In an accompanying commentary, Donna M. Polk, MD, MPH and Patrick T. O’Gara, MD, MACC, both of the Cardiovascular Division at Brigham and Women’s Hospital, write that cardiac rehabilitation programs are “grossly underused.” They add that referral, while important, does not guarantee that a patient will attend all 36 sessions, even though the survival of those patients is better than for those who leave the program prematurely. 

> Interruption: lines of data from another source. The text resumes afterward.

PR #170, opened 2022-03-09
Added attachment support to full-screen wrapper [#181103123]

dougmartin:
This adds a proxy for the attachment messages between the wrapped interactive and the enclosing host (AP or Lara).

### DIFF
--- a/src/shared/components/iframe-runtime.tsx
+++ b/src/shared/components/iframe-runtime.tsx
@@ -93,6 +93,17 @@ export const IframeRuntime: React.FC<IProps> =
         // To ensure that this request isn't mixed up with an existing request the request id
         // is set to a random large id when it is passed to the enclosing host and then restored
         // when passed back to the client
+
+        //--------------------------------------
+        // FIXME: (from Scott during code review)
+        //
+        // A problem with this approach is the file names. This iframe-runtime is used by interactives that host multiple
+        // sub interactives like the side-by-side or carousel. Let's say there are two CFM sub interactives. They will each choose
+        // a file name of file.json so they will clobber each other since there will just be one folder managed by the parent interactive.
+        //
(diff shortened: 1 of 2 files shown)


src/shared/components/iframe-runtime.tsx
```diff
@@ -86,6 +86,23 @@ export const IframeRuntime: React.FC<IProps> =
           addLocalLinkedDataListener(request, phone);
         }
       });
+      phone.addListener("getAttachmentUrl", async (request: IAttachmentUrlRequest) => {
+        const client = getClient();
+
+        // This proxies the attachment request to the enclosing host (AP or Lara).
+        // To ensure that this request isn't mixed up with an existing request the request id
+        // is set to a random large id when it is passed to the enclosing host and then restored
+        // when passed back to the client
```
scytacki, line 95: A problem I just realized with this approach is the file names. This iframe-runtime is used by interactives that host multiple sub interactives like the side-by-side or carousel. Let's say there are two CFM sub interactives. They will each choose a file name of `file.json` so they will clobber each other since there will just be one folder managed by the parent interactive. 

This is a general problem broader then just this one case. Leslie is aware of it, so I think we'll take some time in the future to fix this up so we can properly support this multiple sub-interactives. 

But I think we should add a FIXME comment here indicating this is one place we are going to have to deal with.

scytacki (changes requested):
Looks good. I just requested a comment describing an issue that will happen multiple CFM interactives are used in a side-by-side or carousel.

src/shared/components/iframe-runtime.tsx
dougmartin: FIXME comment added in https://github.com/concord-consortium/question-interactives/pull/170/commits/7649fafd81d3265ec86a7ab79c3549cbda0fb515

scytacki (approved):
looks good

PR #176, opened 2022-04-04
Support multiple answer types and send them to the Portal Report

emcelroy:
PT Story: https://www.pivotaltracker.com/story/show/181516279

[#181516279]

These changes add an open response report item.


src/open-response/components/report-item/init-message-info.tsx
```diff
@@ -0,0 +1,24 @@
...
+  // const {users, interactiveItemId, view} = initMessage.current;
+  // const userIds = Object.keys(users);
+  // const numAnswersAtInit = userIds.reduce<number>((acc, studentId) => {
+  //   return users[studentId].hasAnswer ? acc + 1 : acc;
+  // }, 0);
+  // const userAnswers = useRef<Record<string, any>>({});
+  // const numCurrentAnswers = Object.keys(userAnswers).length;
+
+  return (
+    // TODO: Figure out what, if anything, has to be shown here.
```
emcelroy, line 20: I modeled the new open response report item on the example interactive for attachments. Although the open response report item seems to be necessary for making the attachment information accessible on the portal-report side, it doesn't seem like it needs to render anything to be shown in the portal-report. Does that make sense, though?

dougmartin: Yes - I think this whole file can be removed along with the two summary componenents.

src/open-response/components/report-item/report-item.tsx
```diff
@@ -0,0 +1,58 @@
...
+          "Open Response Report Item Interactive: Unsupported version in getReportItemAnswer request:",
+          version
+        );
+      }
+    });
+
+    getClient().post("reportItemClientReady");
+  });
+
+  return (
```
dougmartin, line 50: I would just return null here and remove these two components - we don't need to render anything.

dougmartin (approved):
Looks good :+1:

scytacki (approved):
This seems good to me.

emcelroy:
@dougmartin @scytacki I've made the discussed changes and added some tests. I don't see a straightforward way to add more coverage for runtime.tsx or report-item.tsx. Is this OK as is? Or should I spend more time on adding coverage?

scytacki (approved):
Looks good to me.

I can see a way to add more coverage, but I don't think you need to do it. 
If you want to, basically you'd need to fill out the `addGetReportItemAnswerListener: jest.fn()` with more of an implementation that calls the passed in listener with different `request`s.

PR #388, opened 2024-10-16
fix: Hide submit button when draw tool dialog showing [PT-188398397]

dougmartin:
The submit button, rendered in the BaseQuestionApp component, was showing at the bottom of the draw tool dialog in the image question app.

This fix centralizes the url param code that is used to construct the url show in the drawing tool dialog and then sets the existing (optional) disableSubmitBtnRendering prop to the BaseQuestionApp to hide the submit button when the current url has the drawingToolDialog url param present.

This can be tested using the built branch with this activity that has both the branch and the master branch image questions:

https://activity-player.concord.org/branch/master/?activity=https%3A%2F%2Fauthoring.lara.staging.concord.org%2Fapi%2Fv1%2Factivities%2F1187.json&author-preview=true


bgoldowsky (approved):
LGTM 👍

PR #390, opened 2025-04-30
feat: add deployment link to Jira (START-1)

emcelroy:
[START-1](https://concord-consortium.atlassian.net/browse/START-1)

Add `githubToken` and `deployRunUrl` to `.github/workflows/ci.yml`. This will allow the new version of `s3-deploy-action` to create a GitHub Deployment and set its `log_url` property, which will allow Jira to add a deployment link to associated Jira issues.

[START-1]: https://concord-consortium.atlassian.net/browse/START-1?atlOrigin=eyJpIjoiNWRkNTljNzYxNjVmNDY3MDlhMDU5Y2ZhYzA5YTRkZjUiLCJwIjoiZ2l0aHViLWNvbS1KU1cifQ

### DIFF
--- a/.github/workflows/ci.yml
+++ b/.github/workflows/ci.yml
@@ -87,6 +87,8 @@ jobs:
           prefix: ${{ github.event.repository.name }} # 'question-interactives'
           awsAccessKeyId: ${{ secrets.AWS_ACCESS_KEY_ID }}
           awsSecretAccessKey: ${{ secrets.AWS_SECRET_ACCESS_KEY }}
+          githubToken: ${{ secrets.GITHUB_TOKEN }}
+          deployRunUrl: https://models-resources.concord.org/question-interactives/__deployPath__/
           # Add the default branch as a top branch
           topBranches: |-
             [


.github/workflows/ci.yml
```diff
@@ -87,6 +87,8 @@ jobs:
           prefix: ${{ github.event.repository.name }} # 'question-interactives'
           awsAccessKeyId: ${{ secrets.AWS_ACCESS_KEY_ID }}
           awsSecretAccessKey: ${{ secrets.AWS_SECRET_ACCESS_KEY }}
+          githubToken: ${{ secrets.GITHUB_TOKEN }}
+          deployRunUrl: https://models-resources.concord.org/question-interactives/__deployPath__/
```
emcelroy, line 91: The resulting deployment link will return a 404 since there isn't an index page or anything at the root directory. I'm not sure what else to set this to, though. We could point it at one of the basic question interactive types, like Open Response, but I'm not sure that's a good idea.

scytacki: Here are a couple of long shots:

Perhaps the activity player has an option to set the base URL of the question interactives? 
Then you could point it at some demo activity that includes most of the question interactives.
So then the deployRunUrl would be something like `https://activity-player.concord.org/branch/master/?questionInteractveBase=https://models-resources.concord.org/question-interactives/__deployPath__/`

Perhaps the activity player supports loading interactives relative to the json file describing the activity. Then there could be an activity json located in the question-interactives repository which is deployed too. So then the deployRunUrl would be something like `https://activity-player.concord.org/branch/master/?activityUrl=https://models-resources.concord.org/question-interactives/__deployPath__/example-activity.json`

I doubt either option exist. In which case the 404 link seems fine to me.

scytacki (approved):
Looks fine to me. I left a comment about some long shot improvements, but I doubt they exist.

PR #393, opened 2025-05-13
fix: Remove trailing comma in scorebot feedback report [QI-13]

dougmartin:
This fixes a trailing comma that has been in the code that generates the scorebot feedback report for a couple of years but just now noticed.


emcelroy (approved):
👍

PR #397, opened 2025-09-17
feat: Add blockly interactive [QI-31]

dougmartin:
This commit adds a new Blockly interactive to the question interactives package.


tealefristoe (commented):
I think it would be good to merge this as is, and Ethan and I can clean up any loose ends in future PRs. However, we should probably fix the jest tests before doing that.

PR #503, opened 2026-05-20
Add tick-based sample interval to agent-simulation [QI-167]

dougmartin:
## Summary

QI-165 added a wall-clock sample-interval throttle to agent-simulation
recordings. QI-167 adds a tick-based option so authors can record one row
every N simulation ticks instead of every N milliseconds. Tick-based
throttling is useful when the sim's internal time (tick number) is the
meaningful unit rather than wall-clock time, for example when sim speed
varies or when comparing recordings from runs at different speeds.

## Authoring changes

The single `sampleIntervalMs` field is replaced by two fields:

- **Throttle samples by** (`sampleIntervalUnit`): a dropdown with "No
  throttling", "Every N milliseconds", "Every N simulation ticks".
- **Interval** (`sampleInterval`): a single integer value whose meaning
  depends on the dropdown.

`preprocessFormData` strips the interval value when the unit is "No
throttling". `maxSamples` (the per-recording cap) is unchanged.

## Runtime changes

The `afterTick` callback gains a tick-throttling branch alongside the
existing wall-clock branch. In tick mode it keeps every Nth sim tick
(`0, N, 2N, ...`); the first tick after a sim reset is always sampled.
Both throttle units compose with the `maxSamples` and `maxRecordingTime`
caps.

## Backward compatibility

The legacy `sampleIntervalMs` field is removed from the schema and from
`IAuthoredState`. A new `migrateAuthoredState` (V1 to V2) converts existing
activities on every read, following the carousel/labbook/scaffolded-question
pattern. The content-schema `version` bumps from 1 to 2. The migration is
read-only: the persisted JSON stays in legacy shape until the author next
saves.

## Testing

- 212 unit tests pass, including new tests for tick-mode sampling, the
  first-tick rule, tick-mode `maxSamples` auto-stop, free-play tick
  throttling, mid-run unit changes, the runtime no-op fallback, the
  V1 to V2 migration, and `preprocessFormData`.
- Lint and TypeScript checks pass for the agent-simulation package.
- Verified live in the demo harness across all throttle-unit and cap
  combinations (tick and ms throttle, each with `maxSamples` and
  `maxRecordingTime`).

## Spec

See `specs/QI-167-agent-sim-tick-based-sample-interval.md` for the closed
spec with full requirements and design decisions.

Jira: https://concord-consortium.atlassian.net/browse/QI-167


emcelroy (approved):
Looks good 👍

Patient-centered approaches may well be the wave of the future. Such approaches often include home-based exercise programs coupled with smartphone applications to monitor heart rate, blood pressure, and other vital signs. Mobile phone and/or text-based coaching are added elements that encourage participation. Early research on these innovations shows significantly higher rates of participation and completion than for traditional programs. 

Polk and O’Gara stress the importance of moving toward digital and e-health strategies. “Wide-scale change,” they emphasize, “will require patients, clinicians, insurers, and health systems to adopt and catch up with what is already digitally achievable.”